LISTED RECORDS: Begin

PR #3756, opened 2017-04-04
Adding optional gzip compression in csharp headers

dhimil:

### DIFF
--- a/dotnet/src/webdriver/Remote/HttpCommandExecutor.cs
+++ b/dotnet/src/webdriver/Remote/HttpCommandExecutor.cs
@@ -107,6 +107,7 @@ namespace OpenQA.Selenium.Remote
             request.Timeout = (int)this.serverResponseTimeout.TotalMilliseconds;
             request.Accept = RequestAcceptHeader;
             request.KeepAlive = this.enableKeepAlive;
+            request.AutomaticDecompression = DecompressionMethods.GZip;
             request.ServicePoint.ConnectionLimit = 2000;
             if (request.Method == CommandInfo.PostCommand)
             {


jimevans:
What is the purpose of this PR? I'm not aware of any wire protocol remote ends (OSS or W3C dialect) that would use such compression. Can you point me to one that does, and what benefit it has?

dhimil:
Hey @jimevans sorry to get back late on this.

**What the code does:**
It addes `accept-encoding` as GZip. This enables the only supported server to respond back with GZip compressed data. If the server does not support it, this header is ignored.

**About GZip:**
Most modern browsers use this for loading data.

**Why does it help:**
In high latency selenium grids, it helps compression data to get response faster.
In selenium, this helps massively for calls like `pageSource`, `screenshots`, etc (where there is large data in response).

To answer your question, I don't have any example of any wire protocol using it. This does not break selenium jar (in role = hub or node). 

Let me know anything further. 

Source:
[https://en.wikipedia.org/wiki/HTTP_compression](url)

jimevans:
My point wasn't that I didn't know what the header did, or what GZip is; rather, as far as I'm aware, the normal Selenium standalone server doesn't support its use as a server. I wanted to make sure you weren't expecting this to magically give you some boost in performance when running locally, or that it would magically speed up the communication between browser and the site being automated.

dhimil:
Totally don't believe in magic. (yet) :)
We front selenium server with servers like nginx or apache (which supports the functionality). And I said this is only for high latency (remote) grids.

I am trying to have the support in jar as well (parameterized, ofcourse). Will try to contribute to that as well in few days. This was an optional change that I thought might help immediately if someone is trying to make it work like we do.

jimevans:
I'm going to close this PR without merging. I've decided to implement a different approach that will allow anyone to customize the HTTP request getting sent to the remote server without the need to proliferate additional constructors to `RemoteWebDriver`. To wit, I'm implementing a `BeforeRemoteHttpRequest` event that you can hook your code into, and modify the HTTP request as needed. To use it, you'd do something like this:

    public void Start()
    {
        HttpCommandExecutor executor = new HttpCommandExecutor(new Uri("http://localhost:4444/wd/hub"), TimeSpan.FromSeconds(60));
        executor.BeforeRemoteHttpRequest += BeforeRemoteHttpRequestHandler;
        IWebDriver driver = new RemoteWebDriver(executor, new ChromeOptions().ToCapabilities());
     }

    private void BeforeRemoteHttpRequestHandler(object sender, BeforeRemoteHttpRequestEventArgs e)
    {
        // Note: WebRequest.DefaultWebProxy is an IWebProxy implementation.
        // This could be anything, from adding additional headers, to modifying
        // the content of the request. Use with extreme caution.
        e.Request.Proxy = WebRequest.DefaultWebProxy;
        e.Request.AutomaticDecompression = DecompressionMethods.GZip
    }

This ought to give us the flexibility to be able to modify the requests as required, and be able to handle all of the use cases that would entail, without needing to pass additional information around into the driver.

jimevans:
The event has been added in a3a2062, and will be available in the next release of the .NET bindings.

LISTED RECORDS: End

#### TASK DETAILS:
Copy each line of the material where "HttpCommandExecutor" is found.

#### RESULT FOR THIS EXERCISE:
--- a/dotnet/src/webdriver/Remote/HttpCommandExecutor.cs
+++ b/dotnet/src/webdriver/Remote/HttpCommandExecutor.cs
        HttpCommandExecutor executor = new HttpCommandExecutor(new Uri("http://localhost:4444/wd/hub"), TimeSpan.FromSeconds(60));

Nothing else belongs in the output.